Deux termes sont particulièrement importants :
• Parties prenantes. Dans la vision développée par la RSE, l’entreprise est une entité située au cœur de la société. Elle n’a donc pas pour seul partenaire de dialogue ses actionnaires (shareholders), mais tous ceux qui peuvent être concernés ou affectés par l’activité de production : salariés bien entendu, mais aussi consommateurs, riverains d’une usine, ONG, sous-traitants, puissance publique… L’entreprise se doit donc de nouer des relations suivies avec l’ensemble de ces parties prenantes (stakeholders) pour définir la manière dont elle peut et doit intégrer des préoccupations sociales et/ou environnementales.
• Volontaire. La RSE ne se conçoit qu’à l’initiative des entreprises, qui intègrent en dehors de toute injonction des visées autres que celle de la recherche du profit. Si elle peut amener à signer des engagements ou des chartes de bonne conduite, la démarche suppose ainsi le refus de toute contrainte légale.

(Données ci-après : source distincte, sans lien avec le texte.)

PR #453, opened 2025-10-31
(RHEL-38859) cryptsetup-generator: continue parsing after error

mrc0mmand:
Let's make the crypttab parser more robust and continue even if parsing
of a line failed.

(cherry picked from commit 83813bae7ae471862ff84b038b5e4eaefae41c98)

Resolves: RHEL-38859

---

I skipped the other two commits from https://github.com/systemd/systemd/pull/33100 as they don't seem to be needed to resolve RHEL-38859, but I can pull them in if needed.


dtardon (approved):
LGTM

PR #457, opened 2025-12-04
(RHEL-118835) Revert "(RHEL-118835) run: update checks to allow running with a user's bus"

jamacku:
Reverts redhat-plumbers/systemd-rhel8#452


mrc0mmand (approved):
LGTM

Le capitalisme en quête de légitimité

Le capitalisme n’a évidemment pas attendu la RSE pour parfois intégrer des objectifs sociaux ou environnementaux au processus de production. Les diverses formes de paternalisme économique qui apparaissent au cours du XIXe siècle (offre de logements, de services d’éducation ou de santé pour les employés) en sont un exemple. Reste que la RSE vise moins à encadrer les salariés qu’à moraliser l’entreprise elle-même.
C’est dans les années 1950, aux États-Unis, qu’émerge la notion. On attribue généralement l’invention de l’expression corporate social responsibility, dont la traduction a donné responsabilité sociale de l’entreprise, à l’économiste Howard R. Bowen, qui en 1953 publie The Social Responsibility of the Businessman. Dans un contexte où les rapports entre business et éthique sont fortement marqués par la religion et l’individualisme, il est l’un des premiers à suggérer la nécessité de créer de nouveaux outils formels pour que cette responsabilité sociale ait une véritable efficacité : développement d’audits sociaux des entreprises, création d’instances de négociation avec les parties prenantes, réforme de l’enseignement de gestion…

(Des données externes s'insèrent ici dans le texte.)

PR #458, opened 2025-12-05
(RHEL-132317) logind: fix crash in logind on user-specified message string

mrc0mmand:
This is trivially exploitable (in the sense of causing a crash from SEGV) e.g. by 'shutdown now "Message %s %s %n"'. The message is settable through polkit, but is limited to auth_admin:
```
<action id="org.freedesktop.login1.set-wall-message">
         <description gettext-domain="systemd">Set a wall message</description>
         <message gettext-domain="systemd">Authentication is required to set a wall message</message>
         <defaults>
                <allow_any>auth_admin_keep</allow_any>
                <allow_inactive>auth_admin_keep</allow_inactive>
                <allow_active>auth_admin_keep</allow_active>
        </defaults>
</action>
```
Bug introduced in 9ef15026c0e7e6600372056c43442c99ec53746e ('logind/systemctl: introduce SetWallMessage and --message', 2015-09-15).

(cherry picked from commit 0cb09bcb825ab86ba4ca70be4e6322eaf9baee95)

Related: RHEL-132317

PR #46, opened 2019-12-02
(#1723722) debug-generator: enable custom systemd.debug_shell tty

jsynacek:
(cherry picked from commit 93912e872fb14e9c372e090409e429084a6450f5)

Resolves: #1723722

PR #463, opened 2026-01-16
(RHEL-133353) encountering ordering cycle triggers segmentation fault

tcornell-bus:
Backport RHEL-8.10 RHEL-132317 first [PR](https://github.com/redhat-plumbers/systemd-rhel8/pull/456):
The generated string may include %, which will confuse both the xprintf call, and the VA_FORMAT_ADVANCE macro.

Pass the generated string as an argument to a "%s" format string instead.

(cherry picked from commit https://github.com/redhat-plumbers/systemd-rhel8/commit/7325a2b2d15af09a9389723d6153050130c0bd36)

Resolves: RHEL-133353

---
Backport RHEL-8.10 RHEL-132317 second [PR](https://github.com/redhat-plumbers/systemd-rhel8/pull/458):
This is trivially exploitable (in the sense of causing a crash from SEGV) e.g. by 'shutdown now "Message %s %s %n"'. The message is settable through polkit, but is limited to auth_admin:
```
<action id="org.freedesktop.login1.set-wall-message">
         <description gettext-domain="systemd">Set a wall message</description>
         <message gettext-domain="systemd">Authentication is required to set a wall message</message>
         <defaults>
                <allow_any>auth_admin_keep</allow_any>
                <allow_inactive>auth_admin_keep</allow_inactive>
                <allow_active>auth_admin_keep</allow_active>
        </defaults>
</action>
```
Bug introduced in https://github.com/redhat-plumbers/systemd-rhel8/commit/9ef15026c0e7e6600372056c43442c99ec53746e ('logind/systemctl: introduce SetWallMessage and --message', 2015-09-15).

(cherry picked from commit https://github.com/redhat-plumbers/systemd-rhel8/commit/0cb09bcb825ab86ba4ca70be4e6322eaf9baee95)

Related: RHEL-133353

### DIFF
--- a/src/core/transaction.c
+++ b/src/core/transaction.c
@@ -341,6 +341,9 @@ static char* merge_unit_ids(const char* unit_log_field, char **pairs) {
                 size += next + 1;
         }
 
+        if (!ans)
+                return strdup("");
+
         return TAKE_PTR(ans);
 }
 
--- a/src/core/transaction.c
+++ b/src/core/transaction.c
@@ -395,7 +395,7 @@ static int transaction_verify_order_one(Transaction *tr, Job *j, Job *from, unsi
                                    j->unit->id,
                                    unit_id == array ? "ordering cycle" : "dependency",
                                    *unit_id, *job_type,
-                                   unit_ids);
+                                   "%s", unit_ids);
 
                 if (delete) {
                         const char *status;
@@ -404,7 +404,7 @@ static int transaction_verify_order_one(Transaction *tr, Job *j, Job *from, unsi
                                    "MESSAGE=%s: Job %s/%s deleted to break ordering cycle starting with %s/%s",
                                    j->unit->id, delete->unit->id, job_type_to_string(delete->type),
                                    j->unit->id, job_type_to_string(j->type),
-                                   unit_ids);
+                                   "%s", unit_ids);
 
                         if (log_get_show_color())
                                 status = ANSI_HIGHLIGHT_RED " SKIP " ANSI_NORMAL;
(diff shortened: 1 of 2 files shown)


tcornell-bus:
I see the commits to move jobs from Travis CI to GH Actions are not in this branch. I don't mind trying to apply them here, but I wanted to check before doing so. What do you think @mrc0mmand?

mrc0mmand:
> I see the commits to move jobs from Travis CI to GH Actions are not in this branch.

Whoah, what a blast from the past...

> I don't mind trying to apply them here, but I wanted to check before doing so. What do you think @mrc0mmand?

Having at least some working CI here would be nice. But I wouldn't bother backporting all the necessary commits one by one in this case as there's probably _a lot_ of them - just copy-over the `.github/workflows/unit_tests.{sh,yml}` files from the `rhel-8.4.0` branch and commit them as a single "rhel-only" commit (we've done this a couple of times already across multiple RHEL branches in similar scenarios). Hopefully that'd be all that's needed.

mrc0mmand:
(Just a note that the config you're copying is using Ubuntu 20.04 which won't work, I guess you're copying it from a 8.4.0 branch that doesn't yet contain changes from https://github.com/redhat-plumbers/systemd-rhel8/pull/46. So I'd copy the workflow-related files _with_ changes from that PR included).

tcornell-bus:
:facepalm: hopefully I did it right this time!

mrc0mmand:
```
Run sudo -E .github/workflows/unit_tests.sh SETUP
sudo: .github/workflows/unit_tests.sh: command not found
Error: Process completed with exit code 1
```

I have a sneaking suspicion that the `.github/workflows/unit_tests.sh` file is not executable :)

tcornell-bus:
Do I need this commit https://github.com/redhat-plumbers/systemd-rhel8/commit/ed4bd948f28a1f811f617b1e8dfb741b28d5be83? 
```
man/meson.build:181:0: ERROR: Program 'rsync' not found
```

mrc0mmand:
Looks like this might be more painful than I originally anticipated. I'd probably drop the CI stuff for now, and ship only the fixes - we run both the unit & integration tests internally anyway and, more importantly, on a "correct" RHEL version, so they should, hopefully, work there.

I can look into fishing out the necessary CI patches later (and without pressure), so when the time for 8.2.z comes again (hopefully it won't), we would have at least one working CI here.

mrc0mmand (approved):
LGTM, thanks!

jamacku:
Released under tag https://github.com/redhat-plumbers/systemd-rhel8/releases/tag/v239-31.11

Mais c’est dans les années 1990 que la RSE va connaître un véritable essor. Après la fin du « compromis fordiste » (protection de l’emploi et progression des salaires contre gain de productivité) des trente glorieuses, les entreprises, et le capitalisme dans son ensemble, connaissent alors une crise de légitimité (1). La hausse continue du chômage, les délocalisations et le développement de la sous-traitance fragilisent la condition salariale. Sur le plan environnemental se produit une série de catastrophes liées à l’industrie (Seveso en 1976, Bhopal en 1984, marées noires…) sur fond d’inquiétude montante sur l’avenir de la planète.

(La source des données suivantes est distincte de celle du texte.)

PR #464, opened 2026-01-21
(RHEL-138710) core: only activate transaction that contain useful jobs

lnykryn:
If no real jobs were added to the transaction, do not activate it. The JOB_NOP anchor does not perform any useful work and activating such transaction only wastes resources.

Fixes #9751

La puissance publique se révèle de plus en plus souvent impuissante à réguler cette société du risque, comme la décrit le sociologue allemand Ulrich Beck en 1987, notamment parce que les problèmes qu’elle pose dépassent de loin le cadre des États-nations. C’est pourquoi les grandes entreprises internationales, dont l’image était plutôt bonne jusque dans les années 1970, sont alors régulièrement prises à partie par des citoyens et des ONG, qui mènent des campagnes de dénonciation de leurs « mauvaises conduites » et parfois de boycott. En 1995, suite aux actions spectaculaires de Greenpeace et au boycott de ses stations, la compagnie pétrolière Shell doit revenir sur sa décision de couler la plateforme pétrolière Brent-Spar en mer du Nord. En 1997, c’est l’industriel américain du vêtement Nike qui se voit accusé de faire fabriquer ses chaussures en Indonésie par des enfants, ou pour des salaires de misère.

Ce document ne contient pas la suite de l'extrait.